MarcEdit & OpenRefine Training Day
This is a guest post by Jane Daniels, Bibliographic Librarian at Cardiff Metropolitan University.
On 15th March 2018 cataloguers and systems officers gathered at the National Library of Wales for an introduction to the MarcEdit and OpenRefine packages.
Being able to use these open source packages to clean up our legacy data and enrich records received from publishers and vendors was identified as a training requirement by the WHELF Cataloguers’ Group in 2017, as was the need to provide CPD for our workforce to ensure that cataloguers and systems colleagues can work together to identify, prioritise and complete metadata improvement projects. The need to provide the training received added support recently following the agreement between Jisc & WHELF to contribute WHELF records to the National Bibliographical Knowledgebase.
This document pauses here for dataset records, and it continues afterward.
PR #880, opened 2017-12-11
Move the monitor api to core/api/monitor

gdbelvin:
Merge monitor_v1_proto with monitor_v1_grpc and move it to the api directory. 

Merge #879 first.

PR #881, opened 2017-12-12
Decouple api/monitor and api/v1

gdbelvin:
Merge #880 first

This PR returns extra information inside of rpc.Status, rather than creating an explicit dependency on the main keytransparency types, somewhat simplifying the relationships between the APIs.


core/api/monitor/v1/monitor_proto/monitor.proto
```diff
@@ -58,12 +58,7 @@ message GetMonitoringResponse {
 
   // errors contains a list of error string representing the verification checks
```
phad: nit: "of error strings"

core/monitor/verify.go
```diff
@@ -55,6 +57,15 @@ var (
 	ErrNotMatchingMapRoot = errors.New("recreated root does not match")
 )
 
+func appendErr(errList []error, s *status.Status, err error) []error {
```
phad: I was idly wondering whether:
 * `errList` might be a type:   `type errList []error`
 * `append` might be a method for an `errList` receiver:  func (el *errList) append(e error) {}`
So the calls in the code further down would be:
```
errs := &errList{}
errs.append(s, err)
...
```
As in this playground: https://play.golang.org/p/Lus2oqao8X

But actuallly I think it's uglier.  So nvm :)

core/monitorserver/server.go
```diff
@@ -91,11 +92,12 @@ func (s *Server) getResponseByRevision(epoch int64) (*pb.GetMonitoringResponse,
 	}
 
 	for _, err := range r.Errors {
-		resp.Errors = append(resp.Errors, err.Error())
-	}
-	if len(r.Errors) > 0 {
-		// data to replay the verification steps:
-		resp.ErrorData = r.Response
+		s, ok := status.FromError(err)
```
phad: This feels like it can be restructured to remove some of the indentation.  How about:
```
if s, ok := status.FromError(err); ok {
  resp.Errors = append(resp.Errors, s.Proto())
  continue
}
resp.Errors = append(resp.Errors, status.New(codes.Unknown, err.Error()).Proto())
```

core/api/monitor/v1/monitor_proto/monitor.proto
gdbelvin: thanks

core/monitorserver/server.go
gdbelvin: I like how it shortens it.  Question though..   typically we want to make the indented path the error path, but this makes it the success path.  Is that worth worrying over?

core/monitor/verify.go
gdbelvin: I actually like it.

core/monitor/verify.go
```diff
@@ -153,31 +149,28 @@ func (m *Monitor) verifyMutations(muts []*pb.MutationProof, oldRoot, expectedNew
...
+			errs.append(status.Newf(codes.DataLoss, "failed to serialize: %v", err).WithDetails(newValue))
 		}
 
 		// BUG(gdbelvin): Proto serializations are not idempotent.
 		// - Upgrade the hasher to use ObjectHash.
 		// - Use deep compare between the tree and the computed value.
 		newLeafHash, err := m.mapHasher.HashLeaf(mapID, index, newLeaf)
 		if err != nil {
-			errList = append(errList, err)
+			errs = append(errs, err)
```
phad: Maybe define in addition a single-arg `func (el errList) append(err)` so this case looks more like the ones above?

core/monitorserver/server.go
```diff
@@ -86,19 +87,19 @@ func (s *Server) getResponseByRevision(epoch int64) (*pb.State, error) {
 		return nil, grpc.Errorf(codes.NotFound, "Could not find monitoring response for epoch %d", epoch)
 	}
 
-	resp := &pb.State{
-		Smr:                r.Smr,
-		SeenTimestampNanos: r.Seen.UnixNano(),
-	}
-
+	// Convert errors into rpc.Status
+	errs := make([]*statuspb.Status, 0, len(r.Errors))
```
phad: (optional, since this is a different package, and exporting `errList` makes you extra work)
This block which maps `[]error -> []*statuspb.Status` would be nice as a func on `errList`

core/monitorserver/server.go
phad: Hmm, that's a good point.  Possibly not worth the change in approach just to save a few lines, since as you point out most Go readers expect the indented bit to be early-out for error handling.

phad:
```
s, ok := status.FromError(err)
if !ok {
  resp.Errors = append(resp.Errors, status.New(codes.Unknown, err.Error()).Proto())
  continue
}
resp.Errors = append(resp.Errors, s.Proto())
```

This reverses it.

The NBK provides us with a fantastic opportunity to share and enrich records as part of a collaborative UK-wide service but, like other contributing libraries, we know that we have metadata issues to address if we are to realise the full potential of the NBK i.e. cleaner data = less matching & merging queries = greater discoverability for our collections = an improved end-user experience.
Another incentive for us, as Ex Libris customers, was the release of the Alma MarcEdit API and the possibility of further workflow efficiencies.
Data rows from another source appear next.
PR #882, opened 2017-12-12
Split GetMutations API into GetEpoch and ListMutations 

gdbelvin:
Merge #887 and #888 First 

This PR splits the `GetMutations` endpoint into `GetEpoch` and `ListMutations`. 

The previous design combined epoch objects, and their various proofs, with mutations and their proofs, making it difficult to determine sane pagination points, and reusable code blocks. 

This PR separates the two entities into separate API end points, per API style. 
- `GetEpoch` can now be cleanly iterated over
   - It also has a small streaming RPC for faster notification of new epochs.
   - It could also make a natural gossip reply endpoint in the future.
- `ListMutations` can now be cleanly iterated over without duplicating epoch information
   - It can now handle very large diffs between epochs.  
   - And it gets it's own streaming RPC too. 

As a result of these changes, the monitoring code processing diffs between epochs can be broken up and simplified into:
1. Waiting for new epochs to arrive
2. Grouping new epochs into pairs
3. Fetching mutations
4. Verifying the difference between each epoch pair.


core/api/monitor/v1/monitor_proto/monitor.proto
```diff
@@ -0,0 +1,102 @@
...
+import "api/v1/keytransparency_proto/keytransparency.proto";
+import "trillian.proto";
+
+// GetMonitoringRequest contains the input parameters of the GetMonitoring APIs.
+message GetMonitoringRequest {
+  // kt_url is the URL of the keytransparency server for which the monitoring
+  // result will be returned.
+  string kt_url = 2;
+
+  // domain_id identifies the merkel tree being monitored.
```
phad: typo: Merkle

core/api/monitor/v1/monitor_proto/monitor.proto
```diff
@@ -0,0 +1,102 @@
...
+// validated signed map roots.
+//
+// - Signed Map Roots can be collected using the GetSignedMapRoot APIs.
+// - Monitor resources are named:
+//   - /monitor/v1/{kt-url}/domains/{domain_id}/revisions/{epoch}
+//   - /monitor/v1/{kt-url}/domains/{domain_id}/revision:latest
+//
+service MonitorService {
+  // GetSignedMapRoot returns the latest valid signed map root the monitor
+  // observed. Additionally, the response contains additional data necessary to
```
phad: Additionally ... additional
Maybe 'Additionally, the response contains extra data necessary...'

core/api/monitor/v1/monitor_proto/monitor.proto
```diff
@@ -0,0 +1,102 @@
...
+  //
+  // Returns the signed map root for the latest epoch the monitor observed. If
+  // the monitor could not reconstruct the map root given the set of mutations
+  // from the previous to the current epoch it won't sign the map root and
+  // additional data will be provided to reproduce the failure.
+  rpc GetSignedMapRoot(GetMonitoringRequest) returns (GetMonitoringResponse) {
+    option (google.api.http) = { get: "/monitor/v1/{kt_url}/domains/{domain_id}/revisions:latest" };
+  }
+
+  // GetSignedMapRootByRevision works similar to GetSignedMapRoot but returns
```
phad: s/similar/similarly/

core/api/v1/keytransparency_proto/admin.proto
```diff
@@ -113,15 +103,15 @@ service KeyTransparencyAdminService {
   }
 
   // GetDomain returns the confiuration information for a given domain.
-  rpc GetDomain(GetDomainRequest) returns (GetDomainResponse) {
+  rpc GetDomain(GetDomainRequest) returns (Domain) {
```
phad: Replacing GetDomainResponse{Domain} with Domain is fine if you're feeling confident that we'll never want to associate any further data with the Domain in the Get response.

core/api/v1/keytransparency_proto/keytransparency.proto
```diff
@@ -198,25 +194,20 @@ message UpdateEntryResponse {
   GetEntryResponse proof = 1;
 }
 
-// GetMutationsRequest contains the input parameters of the GetMutation APIs.
-message GetMutationsRequest {
+// GetEpochRequest identifies a particular epoch.
```
phad: Nit on the wording:  the parameters within GetEpochRequest are to identify the particular epoch, but the GetEpochRequest itself is to retrieve the mutations and related proofs

Could you say:  'GetEpochRequest identifies a particular epoch when retrieving the epoch's mutations and related proofs'?

core/api/v1/keytransparency_proto/keytransparency.proto
```diff
@@ -236,57 +227,58 @@ message GetMutationsResponse {
...
+//   Each Epoch contains the root of the sparse merkle tree and the changes that 
+//   occured that epoch and the previous.  
+// - Each Domain has a collection of applications named `/v1/domains/*/apps/`.
+//   Each Application has distinct users and permissions, but are indistinguishable 
+//   from eachother just by looking at the tree.
+// - Each Application has a collection of Users named `/v1/domains/*/apps/*/users`.
+//   Each User contains public key material, permissions for who is allowed to change 
+//   that user, and signatures indicating who made the last change.  
+// - Each User also has a collection of historical values for user named   
+//   `/v1/domains/*/apps/*/users/*/history`.
```
phad: The resource model description is great.  It's inherently hierarchical, so the comments could reflect that:

// The API has a collection of domains:
// `/v1/domains/`
//      * each domain has a single sparse Merkle tree, append-only log,
//        and other public key material ...
//        Each domain has a collection of snapshots, called Epochs
// `/v1/domains/*/epochs/`
//      * each epoch contains the root of the sparse Merkle tree...
//         etc.
// `/v1/domains/*/apps/`
//         etc.
// `/v1/domains/*/apps/*/users`
//         etc.
// `/v1/domains/*/apps/*/users/*/history`
//         etc.

core/api/v1/keytransparency_proto/keytransparency.proto
```diff
@@ -236,57 +227,58 @@ message GetMutationsResponse {
...
+  // GetDomain returns the information needed to verify the specified domain.
+  rpc GetDomain(GetDomainRequest) returns (Domain) {
+    option (google.api.http) = { get: "/v1/domains/{domain_id}" };
+  }
+
+  // GetEpoch returns a list of mutations between an epoch and its predecessor.
+  //
+  // Returns a list of mutations and their inclusion proofs along with the epoch
+  // signed map root.
+  rpc GetEpoch(GetEpochRequest) returns (Epoch){
```
phad: missing space at end: `(Epoch){`  -> `(Epoch) {`

core/api/v1/keytransparency_proto/admin.proto
phad: Oh I just saw #885 which explains why this is the way it now is.

core/api/monitor/v1/monitor_proto/monitor.proto
gdbelvin: thanks

core/api/monitor/v1/monitor_proto/monitor.proto
gdbelvin: done

core/api/v1/keytransparency_proto/admin.proto
gdbelvin: yep

core/api/v1/keytransparency_proto/keytransparency.proto
gdbelvin: This is now `GetState`

core/api/v1/keytransparency_proto/keytransparency.proto
gdbelvin: Thanks for this suggestion.

core/api/v1/keytransparency_proto/keytransparency.proto
gdbelvin: Thanks

phad:
Is this PR ready for me to look at yet?

gdbelvin:
Not yet.  I'll ping you when Travis is green.

core/api/v1/keytransparency_proto/keytransparency.proto
```diff
@@ -238,6 +238,19 @@ message Epoch {
 //  * Each Epoch contains the root of the sparse merkle tree and the changes that
 //    occured that epoch and the previous.
 //
+// Each Domain has a collection of applications:
+// `/v1/domains/*/apps/`
+//  * Each Application has distinct users and permissions, but are indistinguishable
+//    from eachother just by looking at the tree.
```
phad: nit: 'each other'

core/api/v1/keytransparency_proto/keytransparency.proto
```diff
@@ -217,7 +217,26 @@ message Epoch {
   repeated bytes log_consistency = 4;
   // log_inclusion proves that smr is part of log_root at index=srm.MapRevision.
   repeated bytes log_inclusion = 5;
-  // mutation contains mutation information.
+}
+
+// ListMutationsRequest contains the input parameters of the GetMutation APIs.
+message ListMutationsRequest {
+  // domain_id is the domain for which epochs are being requested.
```
phad: epochs?  not mutations?

core/api/v1/keytransparency_proto/keytransparency.proto
```diff
@@ -217,7 +217,26 @@ message Epoch {
...
+  string domain_id = 5;
+  // epoch specifies the epoch number in which mutations will be returned.
+  int64 epoch = 1;
+  // page_token defines the starting point for pagination. An empty
+  // value means start from the beginning. A non-empty value requests the next
```
phad: if all there is to this is empty/non-empty then it could be bool!

The non-empty value must be coming from somewhere, and must encoding the particular page start point, I'd imagine?

core/api/v1/keytransparency_proto/keytransparency.proto
```diff
@@ -273,6 +298,16 @@ service KeyTransparencyService {
     option (google.api.http) = { get: "/v1/domains/{domain_id}/epochs:stream" };
   }
 
+  // ListMutations returns a list of mutations in a specific epoch.
+  rpc ListMutations(ListMutationsRequest) returns (ListMutationsResponse) {
+    option (google.api.http) = { get: "/v1/domains/{domain_id}/epochs/{epoch}/mutations" };
+  }
+
+  // ListMutationsStream is a streaming list of mutatinos in a specific epoch.
```
phad: sp. 'mutatinos'  -  this is some newly discovered elementary particle right?

core/keyserver/epochs.go
```diff
@@ -35,33 +30,19 @@ import (
...
-		factory:   factory,
-	}
-}
+var (
+	// Each page contains pageSize profiles. Each profile contains multiple
+	// keys. Assuming 2 keys per profile (each of size 2048-bit), a page of
+	// size 16 will contain about 8KB of data.
+	defaultPageSize = int32(16)
+	// Maximum allowed requested page size to prevent DOS.
+	maxPageSize = int32(16)
```
phad: is it odd to have default == max ?

core/keyserver/epochs.go
```diff
@@ -82,18 +63,49 @@ func (s *Server) GetMutations(ctx context.Context, in *pb.GetMutationsRequest) (
 		return nil, status.Error(codes.Internal, "Get signed map root failed")
 	}
 
-	// Get highest and lowest sequence number.
-	meta, err := internal.MetadataFromMapRoot(resp.GetMapRoot())
+	// MapRevisions start at 0. Log leaf indexes starts at 0.
```
phad: nit: indices

core/keyserver/epochs.go
```diff
@@ -82,18 +63,49 @@ func (s *Server) GetMutations(ctx context.Context, in *pb.GetMutationsRequest) (
...
+		LogRoot:        logRoot.GetSignedLogRoot(),
+		LogConsistency: logConsistency.GetProof().GetHashes(),
+		LogInclusion:   logInclusion.GetProof().GetHashes(),
+	}, nil
+}
 
-	highestSeq := uint64(meta.GetHighestFullyCompletedSeq())
-	lowestSeq, err := s.lowestSequenceNumber(ctx, domain.MapID, in.PageToken, in.Epoch-1)
+// GetEpochStream is a streaming API similar to GetMutations.
+func (s *Server) GetEpochStream(in *pb.GetEpochRequest, stream pb.KeyTransparencyService_GetEpochStreamServer) error {
```
phad: you can replace the func args with _ since they're not in use yet.

core/keyserver/epochs.go
```diff
@@ -248,11 +272,7 @@ func (s *Server) inclusionProofs(ctx context.Context, domainID string, indexes [
...
 }
 
-//
-// Streaming RPCs
-//
-
-// GetMutationsStream is a streaming API similar to GetMutations.
-func (s *Server) GetMutationsStream(in *pb.GetMutationsRequest, stream pb.MutationService_GetMutationsStreamServer) error {
-	return grpc.Errorf(codes.Unimplemented, "GetMutationsStream is unimplemented")
+// ListMutationsStream is a streaming list of mutatinos in a specific epoch.
```
phad: same tyop here.

core/keyserver/epochs.go
```diff
@@ -117,47 +129,87 @@ func (s *Server) GetMutations(ctx context.Context, in *pb.GetMutationsRequest) (
...
-		NextPageToken:  nextPageToken,
+	return &pb.ListMutationsResponse{
+		Mutations:     mutations,
+		NextPageToken: nextPageToken,
 	}, nil
 }
 
-func (s *Server) logProofs(ctx context.Context, logID, firstTreeSize int64, epoch int64) (*tpb.GetLatestSignedLogRootResponse, *tpb.GetConsistencyProofResponse, *tpb.GetInclusionProofResponse, error) {
+// lowestSequenceNumber picks a lower bound on sequence number.
+// It returns the max between token and the high water mark of the previous epoch.
```
phad: are these three funcs pure moves and no edits along the way?

core/keyserver/epochs.go
```diff
@@ -117,47 +129,87 @@ func (s *Server) GetMutations(ctx context.Context, in *pb.GetMutationsRequest) (
...
+		return 0, err
+	}
+	tokenSeq, err := s.parseToken(token)
+	if err != nil {
+		return 0, err
+	}
+	return max(lastSeq, tokenSeq), nil
+}
+
+// getHighestFullyCompeltedSeq fetches the map root at epoch and returns
```
phad: typo: Compelted

core/api/v1/keytransparency_proto/keytransparency.proto
gdbelvin: The idea is that `page_token` should be opaque to the client. 
Fetching the next page involves passing the `next_page_token` from the previous response. 
To start from zero, don't send `page_token`.

core/keyserver/epochs_test.go
```diff
@@ -173,15 +178,21 @@ func TestLowestSequenceNumber(t *testing.T) {
 		{"4", 0, 4, true},
 		{"4", 1, 4, true},
 		{"some_token", 0, 0, false},
-		{"", 1, 6, true},
+		{"", 2, 6, true},
```
phad: it's not totally obvious from github's diffs shown here why 1 became 2.
I can see that lowestSequenceNumber has changed a fair bit but without detailed poking about I'm not sure what's prompted 1 -> 2

core/api/v1/keytransparency_proto/keytransparency.proto
gdbelvin: Thanks.  I missed this one in my API cleanup.

core/api/v1/keytransparency_proto/keytransparency.proto
gdbelvin: Lol.  The elementary particles discovered when typing too late at night :-)

core/api/v1/keytransparency_proto/keytransparency.proto
gdbelvin: Done

core/api/v1/keytransparency_proto/keytransparency.proto
gdbelvin: Updated the documentation. To fetch the next page, the client supplies the`next_page_token` value from the previous response.

core/api/v1/keytransparency_proto/keytransparency.proto
gdbelvin: Fixed.

core/keyserver/epochs.go

core/keyserver/epochs.go
gdbelvin: Good idea.

core/keyserver/epochs.go
gdbelvin: Fixed

core/keyserver/epochs.go
gdbelvin: Fixed. Replaced with 2048

core/keyserver/epochs.go

core/keyserver/epochs.go
gdbelvin: Done

core/keyserver/epochs.go
gdbelvin: Done

core/keyserver/epochs.go
gdbelvin: ok

core/keyserver/epochs.go
gdbelvin: Done

core/keyserver/epochs_test.go
gdbelvin: I'm not sure what the previous code was doing, but 2 seems like the correct number for the following reasons: 
- The test setup prepares two epochs:
   - Epoch 1 with a highest sequenced value of 6
   - Epoch 2 with a highest sequenced value of 10
- When asking for the mutations associated with epoch 2, and no `page_token`, we should start with 6 and go to 10.

core/client/mutationclient/client.go
```diff
@@ -37,74 +38,79 @@ const pageSize = 16
...
-				response <- monitorResp
-				epoch++
+// StreamEpochs repeatedly fetches epochs and sends them to out until GetEpoch
+// returns an error other than NotFound or until ctx.Done is closed.  When
+// GetEpoch returns NotFound, it waits one pollPeriod before trying again.
+func (c *Client) StreamEpochs(ctx context.Context, domainID string, startEpoch int64, out chan<- *pb.Epoch) error {
+	wait := time.NewTicker(c.pollPeriod).C
+	for i := startEpoch; ; {
+		// time out if we exceed the poll period:
+		cctx, cancel := context.WithTimeout(ctx, c.pollPeriod)
```
phad: What do you think about scoping cctx within a local func?
```
epoch, err := func() {
  ctx, cancel := context.WithTimeout(ctx, c.pollPeriod)
  defer cancel()
  return c.client.GetEpoch(ctx, ... )
}()
```
So the derived context doesn't live longer than necessary and cancel is done with defer which keeps it close to where it is obtained?

core/client/mutationclient/client.go
```diff
@@ -37,74 +38,79 @@ const pageSize = 16
...
-		req := &pb.GetMutationsRequest{
-			DomainId: domainID,
-			PageSize: pageSize,
-		}
-		resp, err := c.client.GetMutations(ctx, req, opts...)
+// EpochMutations fetches all the mutations in an epoch
+func (c *Client) EpochMutations(ctx context.Context, epoch *pb.Epoch) ([]*pb.MutationProof, error) {
+	mutations := []*pb.MutationProof{}
+	token := ""
+	for more := true; more; more = token != "" {
```
phad: This is a bit of an eyeful.  How about:
```
for {
  resp, err := ...
  if err != nil { ... }
  mutations = ...;
  token = resp.GetNextPageToken()
  if token == "" {
    break
  }
}
```

core/monitor/monitor.go
```diff
@@ -92,49 +93,104 @@ func New(mclient pb.MutationServiceClient,
...
 }
 
-// ProcessLoop continuously fetches mutations and processes them.
-func (m *Monitor) ProcessLoop(domainID string, period time.Duration) {
-	mutCli := mutationclient.New(m.mClient, period)
-	responses, errs := mutCli.StartPolling(domainID, 1)
-	for {
+// EpochPair is two adjacent epochs.
+type EpochPair struct {
+	EpochA, EpochB *pb.Epoch
```
phad: Could simply `A` and `B` suffice, since the type is `EpochPair` and the fields are `*pb.Epoch` ?

core/monitor/monitor.go
```diff
@@ -92,49 +93,104 @@ func New(mclient pb.MutationServiceClient,
...
+}
+
+// EpochPairs consumes epochs (0, 1, 2) and produces pairs (0,1), (1,2).
+func EpochPairs(ctx context.Context, epochs <-chan *pb.Epoch, pairs chan<- EpochPair) error {
```
phad: Neat.

core/monitor/monitor.go
```diff
@@ -92,49 +93,104 @@ func New(mclient pb.MutationServiceClient,
...
-		smr, err = m.signMapRoot(resp)
+// ProcessLoop continuously fetches mutations and processes them.
+func (m *Monitor) ProcessLoop(ctx context.Context, domainID string, period time.Duration) error {
+	mutCli := mutationclient.New(m.mClient, period)
+	cctx, cancel := context.WithCancel(ctx)
+	errc := make(chan error)
+	epochs := make(chan *pb.Epoch)
+	pairs := make(chan EpochPair)
+
+	go func(ctx context.Context, domainID string, epochs chan<- *pb.Epoch) {
```
phad: I think it ought to be fine not to pass `domainID` and `epochs` in as arguments, they should be captured from the outer scope?

core/monitor/monitor.go
```diff
@@ -92,49 +93,104 @@ func New(mclient pb.MutationServiceClient,
...
+		errc <- mutCli.StreamEpochs(ctx, domainID, 0, epochs)
+	}(cctx, domainID, epochs)
+	go func(ctx context.Context, epochs <-chan *pb.Epoch, pairs chan<- EpochPair) {
```
phad: The same should be the case here with `epochs` and `pairs`.  I think.

core/monitor/monitor.go
```diff
@@ -92,49 +93,104 @@ func New(mclient pb.MutationServiceClient,
...
-		Smr:      smr,
-		Seen:     time.Now(),
-		Errors:   errs,
-		Response: resp,
-	}); err != nil {
-		return fmt.Errorf("monitorstorage.Set(%v, _): %v", resp.Epoch, err)
+	errA := <-errc
+	errB := <-errc
+	if errA != nil || errB != nil {
+		return fmt.Errorf("failed fetching epochs: (fetch: %v, pair: %v)", errA, errB)
```
phad: Is it racy to assume that `errA` and `errB` will be in this particular order?
Could the pairing go-routine emit an error to `errc` terminate before the fetching go-routine does?

core/monitor/monitor.go
```diff
@@ -92,49 +93,104 @@ func New(mclient pb.MutationServiceClient,
...
+// VerifyEpochMutations validates that epochA + mutations = epochB.
+func (m *Monitor) VerifyEpochMutations(epochA, epochB *pb.Epoch, mutations []*pb.MutationProof) []error {
+	revision := epochB.GetSmr().GetMapRevision()
+	if errs := m.VerifyEpoch(epochB); len(errs) > 0 {
+		glog.Errorf("Invalid Epoch %v: %v", revision, errs)
+		return errs
+	}
+
+	// Fetch Previous root.
+	SMRA := epochA.GetSmr()
```
phad: I'd find smrA and smrB more readable somehow.  But we are supposed to capitalize acronyms.  SMRa / SMRb ?

core/monitor/verify.go
```diff
@@ -90,64 +90,45 @@ func (e *ErrList) Proto() []*statuspb.Status {
 	return errs
 }
 
-// VerifyMutationsResponse verifies a response received by the GetMutations API.
+// VerifyEpoch verifies a response received by the GetMutations API.
 // Additionally to the response it takes a complete list of mutations. The list
```
phad: nit: "In addition to ..."

core/monitorstorage/storage.go
```diff
@@ -52,6 +52,7 @@ type Result struct {
 }
 
 // Interface is the interface that stores and retrieves monitoring results.
+// TODO(gbelvin): make multi-tennent.
```
phad: tenant.  Tennent is a type of high alcohol lager favoured in Scotland :)

integration/monitor_test.go
```diff
@@ -107,20 +104,17 @@ func TestMonitor(t *testing.T) {
...
 
-		mutResp, err := mutCli.PollMutations(ctx, env.Domain.DomainId, tc.queryEpoch)
-		if err != nil {
-			t.Fatalf("Could not query mutations: %v", err)
-		}
-
-		if err := mon.Process(mutResp); err != nil {
-			t.Fatalf("Monitor could not process mutations: %v", err)
+		domainID := env.Domain.DomainId
+		cctx, cancel := context.WithTimeout(ctx, 30*time.Millisecond)
```
phad: You could do the scoped local func / defer thing here too if you want.
It's all very small, so maybe not worthwhile at present, but could be if someone added code after `ProcessLoop` without thinking about the `cancel`.

core/monitor/monitor.go
gdbelvin: Done.

core/monitor/monitor.go
gdbelvin: Done.

core/monitor/monitor.go
gdbelvin: :-)

core/monitor/monitor.go
gdbelvin: Sounds good.

core/client/mutationclient/client.go
gdbelvin: Good idea.

core/monitor/monitor.go
gdbelvin: Technically yes, but I don't know how that plays out when we're naming variables that should be private.  It's odd to have a private variable that begins with a capital no? `smrA`.

core/monitor/verify.go
gdbelvin: Updated this old comment.

core/monitorstorage/storage.go
gdbelvin: Thanks.

integration/monitor_test.go
gdbelvin: The reason I don't do it here is because I want to _block_, let `ProcessLoop` do it's thing,  timeout, then check the results. If I did it in parallel, I'd have a race condition.

gdbelvin:
Ready for another look.  
Sorry about all the force push's.  This PR went through _many_ rebase operations to gently pull out separate units of work and to keep it inline with HEAD.

core/keyserver/validate.go
```diff
@@ -48,6 +48,8 @@ var (
 	// ErrInvalidStart occurs when the start epoch of ListEntryHistoryRequest
 	// is not valid (not in [1, currentEpoch]).
 	ErrInvalidStart = errors.New("invalid start epoch")
+	// ErrInvalidPageSize occurs when the page size is > 0.
```
phad: "page size is < 0"

core/monitor/monitor_test.go
```diff
@@ -0,0 +1,57 @@
...
+	ctx := context.Background()
+	for _, tc := range []struct {
+		in  []int64
+		out []struct {
+			a, b int64
+		}
+	}{
+		{in: []int64{0, 1, 2}, out: []struct{ a, b int64 }{{0, 1}, {1, 2}}},
+	} {
+		t.Log("begin")
```
phad: remove the t.Log() / t.Logf() calls if you're happy everything works.

integration/monitor_test.go
phad: OK.  I can't see the original code with comments in context so we'll leave this.

core/keyserver/validate.go
gdbelvin: Doh!

core/monitor/monitor_test.go
gdbelvin: Done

The training day was free to attend (thank you WHELF Staff Development Fund!) and in a central location (thank you National Library of Wales for the fantastic venue and exemplary event management service provided by Elen Rees and her team) which meant that we had good representation from across our Consortium with 16 colleagues making it on the day.
Our trainer, Owen Stephens, provided a good mix of demonstrations and hands-on tasks. It was clear that what we learned sparked many ideas about possible data wrangling scenarios which Owen was happy to address during breaks, over lunch and at the end of the day! So what did we learn?
MarcEdit is primarily used to edit and manipulate Marc records.
It can be used to:
- Automate aspects of the cataloguing workflow. It’s possible to edit single records or batches e.g. add, delete or edit tags and subfields from our own databases or those received from external sources
- Create Task Lists specifying edits and the order in which they are to be performed
- Analyse and report out errors or issues with Marc records & fix them
- Create Marc records from .csv or spreadsheets by mapping data to Marc tags and subfields
We also had an introduction to Regular Expressions which is the syntax used to find and deal with metadata problems, or omissions, in MarcEdit. This topic had added value for us as Alma users as we can use this same syntax to create and edit Normalisation Rules in Alma.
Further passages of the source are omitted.